Feature	defineCommand	Command	StreamingCommand
Style	Functional	Class-based	Class-based
Output	Single result	Single result	Yields chunks + result
Inheritance	No	Yes	Yes
Composition	Object spread	Mixins / extends	Mixins / extends
UX access	ctx.ux	this.ux	this.ux
Type inference	From execute signature	Generic parameter	Generic parameters

All APIs share the same underlying execution model and lifecycle hooks.

---

How the framework handles execution

Concern	Developer writes	Framework handles
Core logic	execute()	Invocation, error boundaries
Streaming	yield values	Iteration, backpressure
Steps	this.step(name) / ctx.step(name)	Triggers onStep hook
Presentation	on* hooks	Timing, lifecycle
JSON output	Nothing	Automatic serialization of return value
Testing	Call execute() directly	No mocks needed

Automatic --json behavior

• When --json is passed, the framework skips all hooks and outputs the return value as JSON.
• No conditional checks needed inside commands.

---

Testing

A major goal of this proposal is to make commands trivially testable. This section explains the testing improvements in detail.

Why ux is available via context

In the current oclif pattern, ux is typically imported as a global:

import { Command, ux } from "@oclif/core";

class Deploy extends Command {
  async run() {
    ux.action.start("Deploying");
    await deploy();
    ux.action.stop();
  }
}

This creates problems for testing:

1. Global state pollution — ux is a singleton; tests can interfere with each other
2. Hard to mock — You need to stub the global module
3. No isolation — Parallel tests may conflict

By providing ux through context (ctx.ux or this.ux), each command instance gets its own reference that can be easily mocked per test.

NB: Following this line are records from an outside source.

PR #1082, opened 2018-03-23
Trim low policy nodes when node budget is low

WhiteHalmos:

PR #1134, opened 2018-04-01
Allow incremental node expansions.

TFiFiE:
This addresses the issue raised in https://github.com/gcp/leela-zero/pull/1082#issuecomment-375688136. It may not appear to be necessary in order to protect the strength of the engine for subsequent moves in a game, but one could imagine this becoming a problem when it's used for analysis.

### DIFF
--- a/src/UCTNode.cpp
+++ b/src/UCTNode.cpp
@@ -54,9 +54,9 @@ SMP::Mutex& UCTNode::get_mutex() {
 bool UCTNode::create_children(std::atomic<int>& nodecount,
                               GameState& state,
                               float& eval,
-                              float mem_full) {
+                              float min_psa_ratio) {
     // check whether somebody beat us to it (atomic)
-    if (has_children()) {
+    if (!expandable(min_psa_ratio)) {
         return false;
     }
     // acquire the lock
@@ -66,7 +66,7 @@ bool UCTNode::create_children(std::atomic<int>& nodecount,
         return false;
     }
     // check whether somebody beat us to it (after taking the lock)
-    if (has_children()) {
+    if (!expandable(min_psa_ratio)) {
         return false;
     }
     // Someone else is running the expansion
@@ -113,13 +113,16 @@ bool UCTNode::create_children(std::atomic<int>& nodecount,
         }
     }
 
-    link_nodelist(nodecount, nodelist, mem_full);
+    link_nodelist(nodecount, nodelist, min_psa_ratio);
+    m_is_expanding = false;
     return true;
 }
 
 void UCTNode::link_nodelist(std::atomic<int>& nodecount,
                             std::vector<Network::scored_node>& nodelist,
-                            float mem_full) {
+                            float min_psa_ratio) {
+    assert(min_psa_ratio < m_min_psa_ratio_children);
+
     if (nodelist.empty()) {
         return;
     }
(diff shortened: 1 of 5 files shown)


src/UCTSearch.cpp
```diff
@@ -535,12 +551,16 @@ int UCTSearch::think(int color, passflag_t passflag) {
     // create a sorted list off legal moves (make sure we
     // play something legal and decent even in time trouble)
     float root_eval;
-    if (!m_root->has_children()) {
+    const auto had_children = m_root->has_children();
+    if (m_root->expandable()) {
```
Hersmunch: Do we care that if a node is expanded multiple times that it may be done so based on a different rotation each time? This would only happen if the cache had pushed the original result out.
I guess there is also a slim possibility that a node's result is pushed out of the cache but its children's results aren't. Hmm, would that have any interesting effects?

src/UCTNode.cpp
```diff
@@ -113,13 +113,16 @@ bool UCTNode::create_children(std::atomic<int>& nodecount,
         }
     }
 
-    link_nodelist(nodecount, nodelist, mem_full);
+    link_nodelist(nodecount, nodelist, min_psa_ratio);
+    m_is_expanding = false;
```
TFiFiE: I guess this could theoretically have been a source for race conditions, if it were not for the fact that this atomic store uses the strictest memory order, `memory_order_seq_cst`.

src/UCTSearch.cpp
gcp: >This would only happen if the cache is full and had pushed the original result out.

It should be noted that this code only does something if we have a very large tree, so this may be very likely to happen.

src/UCTSearch.cpp
```diff
@@ -121,22 +121,38 @@ void UCTSearch::update_root() {
...
         if (currstate.get_passes() >= 2) {
             auto score = currstate.final_score();
             result = SearchResult::from_score(score);
         } else if (m_nodes < MAX_TREE_SIZE) {
-            auto mem_full_pct = m_nodes / static_cast<float>(MAX_TREE_SIZE);
             float eval;
             auto success =
-                node->create_children(m_nodes, currstate, eval, mem_full_pct);
+                node->create_children(m_nodes, currstate, eval, get_min_psa_ratio());
             if (success) {
```
gcp: I think this may be breaking the search? You will return an eval result multiple times from the same node. I think we observed this makes the program weaker.

src/UCTNode.h
```diff
@@ -112,7 +113,7 @@ class UCTNode {
     SMP::Mutex m_nodemutex;
 
     // Tree data
-    std::atomic<bool> m_has_children{false};
+    std::atomic<float> m_min_psa_ratio_children{2.0f};
```
gcp: Does changing this from bool to float blow up the node size? If so, you might be able to extend m_status to have a PARTIALLY_EXPANDED state and use that instead.

TFiFiE:
Oops, `m_is_expanding` is not an atomic at all. In fact, I fail to see the point of its existence in the first place and why the mutex lock couldn't just be extended for the remainder of `link_nodelist`.

gcp:
>why the mutex lock couldn't just be extended for the remainder of link_nodelist

Because that means the mutex is held longer.

src/UCTSearch.cpp
alreadydone: https://github.com/gcp/leela-zero/commit/bae6d40fbefcef970c57939d0766ebdd5baa4f70#diff-28216771f77a09f4e0782ad5404fdd28R152
The interesting effect is that there is no guarantee that all children will be recovered (even for the root node!) and you may not be reserving enough for the vector when a different symmetry is chosen at re-expansion, because the policy is different. We need to store the symmetry (requires 3 bits ...) to be used when calling get_scored_moves (now get_output) in create_children at re-expansion. Otherwise, we need to move elements m_children to corresponding spots of the nodelist, delete elements with policy <new_min_psa and without visits from the nodelist, then use the nodelist as the new m_children, which is a bit too complicated.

Testing without mocks: Pure execute()

For most tests, you don't need to mock anything. Since execute() is pure, just call it directly:

import Deploy from "./commands/deploy";

test("deploys to correct environment", async () => {
  const cmd = new Deploy(["my-app", "--env", "production"], config);
  await cmd.init();
  
  const result = await cmd.execute();

  expect(result.url).toBe("https://my-app.production.example.com");
  expect(result.app).toBe("my-app");
});

No stdout capturing. No spinner assertions. Just test the logic.

Testing with mocked ux

When you need to verify UI behavior, mock this.ux per test:

import Deploy from "./commands/deploy";

test("shows correct steps during deployment", async () => {
  const cmd = new Deploy(["my-app"], config);
  await cmd.init();
  
  // Mock ux for this specific command instance
  const steps: string[] = [];
  cmd.ux = {
    action: {
      start: (name: string) => steps.push(`start: ${name}`),
      stop: () => steps.push("stop"),
    },
  } as typeof cmd.ux;

  await cmd.execute();

  expect(steps).toEqual([
    "start: Installing dependencies",
    "stop",
    "start: Building",
    "stop",
    "start: Deploying",
    "stop",
  ]);
});

Each test gets its own mock. No global pollution. Tests can run in parallel.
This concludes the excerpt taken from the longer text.